THE SEIP IS SUPPORTING A NUMBER OF ACTIVITIES. HOW ARE WE SURE THAT THESE ARE THE IMPORTANT ACTIVITIES TO DELIVER THE RESULTS OF PROVIDING QUALITY SHS EDUCATION AND EQUITABLE ACCESS?
As a results-based project, funds will be disbursed only when key results or outcomes are achieved, ensuring that services are delivered and not just inputs procured. The SEIP activities are also evidence-based and the preparation of the project had a rigorous analytical focus. This ensures that implementation focuses on activities that have been proven to deliver outcomes e.g. scholarships.
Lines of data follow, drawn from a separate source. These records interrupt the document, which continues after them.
Issue #918, opened 2020-10-13
Entity creation is not asynchronous where it should be


skateman:
I found a bunch of API endpoints that don't create entities *The Right Way&trade;*, i.e.using an asynchronous task initiated by `create_xy_queue` but just by creating the DB record:
* [ ] auth_key_pairs - https://github.com/ManageIQ/manageiq-api/pull/921

@miq-bot add_label bug
FYI @agrare

skateman:
@miq-bot assign @gtanzillo 

This is kinda big, the API is basically broken for these endpoints and doesn't actually create the entities that should be created, only their DB counterparts.

skateman:
@miq-bot add_label help wanted

skateman:
Okay, I figured out that the ones I thought are done wrong actually are nonexistent endpoints, so the issue is just with `auth_key_pairs`.

PR #921, opened 2020-10-14
Make the auth key pair creating asynchronous

skateman:
The keypair creation was only defined implicitly in the API, which means that the request payload was mapped to the database. However, this never actually creates a keypair in the provider which is a bug. As a solution I'm using the same method I found in the UI controller that returns with a task...

Fixes https://github.com/ManageIQ/manageiq-api/issues/918

@miq-bot add_label bug
fyi @agrare

### DIFF
--- a/app/controllers/api/auth_key_pairs_controller.rb
+++ b/app/controllers/api/auth_key_pairs_controller.rb
@@ -1,5 +1,19 @@
 module Api
   class AuthKeyPairsController < BaseController
+    def create_resource(_type, _id = nil, data = {})
+      ext_management_system = ExtManagementSystem.find(data['ems_id'])
+
+      klass = ManageIQ::Providers::CloudManager::AuthKeyPair.class_by_ems(ext_management_system)
+
+      validate = klass.validate_create_key_pair(ext_management_system)
+      raise validate[:message] unless validate[:available]
+
+      task_id = klass.create_key_pair_queue(session[:userid], ext_management_system, data)
+      action_result(true, "Creating Cloud Key Pair #{data['name']} for Provider: #{ext_management_system.name}", :task_id => task_id)
+    rescue => err
+      action_result(false, err.to_s)
+    end
+
     def delete_resource(type, id, _data = {})
       delete_action_handler do
         key_pair = resource_search(id, type, collection_class(type))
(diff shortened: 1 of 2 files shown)


app/controllers/api/auth_key_pairs_controller.rb
```diff
@@ -1,5 +1,13 @@
 module Api
   class AuthKeyPairsController < BaseController
+    def create_resource(_type, _id = nil, data = {})
+      ext_management_system = ExtManagementSystem.find(data['ems_id'])
+      task_id = ManageIQ::Providers::CloudManager::AuthKeyPair.create_key_pair_queue(session[:userid], ext_management_system, data)
```
agrare, line 5: We should probably check `.validate_create_key_pair` before calling `create_`

skateman: Well, in that case I will need a way to determine the namespaced subclass of the `AuthKeyPair` under a given ems ...

agrare: Isn't that what `class_by_ems` does?  e.g. https://github.com/ManageIQ/manageiq/blob/master/app/models/manageiq/providers/cloud_manager/auth_key_pair.rb#L41

app/controllers/api/auth_key_pairs_controller.rb
```diff
@@ -1,5 +1,13 @@
...
+      action_result(true, "Creating Cloud Key Pair #{data['name']} for Provider: #{ext_management_system.name}", :task_id => task_id)
```
gtanzillo, line 6: So the response is now a task_id. Assuming the original code returned the instance created in the DB, this could be a breaking change for existing consumers.

skateman: Well, if an existing customer ever used this feature, it never actually worker for them. This is one of those issues where we mapped the HTTP payload into our DB but we never relayed the information towards the provider.

skateman:
Can we get this in?

app/controllers/api/auth_key_pairs_controller.rb
agrare: My opinion, if it was broken we need to fix it, and if we break the API in doing so it was already not working

@Fryguy @abellotti what do you think?

gtanzillo: I agree with both @agrare @skateman comments. Perhaps we can work this out in the API meeting in a little while

PR #927, opened 2020-10-19
Allow patch/put/delete methods on the CloudNetwork resource

skateman:
REST should be REST :wink:

FYI @gubbe505 
@miq-bot assign @lpichler

### DIFF
--- a/config/api.yml
+++ b/config/api.yml
@@ -531,7 +531,7 @@
     - :collection
     - :subcollection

The in-built flexibility of a results-based approach and the allowance to conduct further research under Component 2 also ensures that as implementation progresses, the government will have an opportunity to test out different modes of delivery in order to achieve the agreed results. This flexibility will help inform policy makers on how to maximize impact and apply lessons learned.
WHAT ARE THE TERMS OF BORROWING?
The terms of borrowing are: 1.25% interest per annum and a 25 year repayment, including a five-year grace period.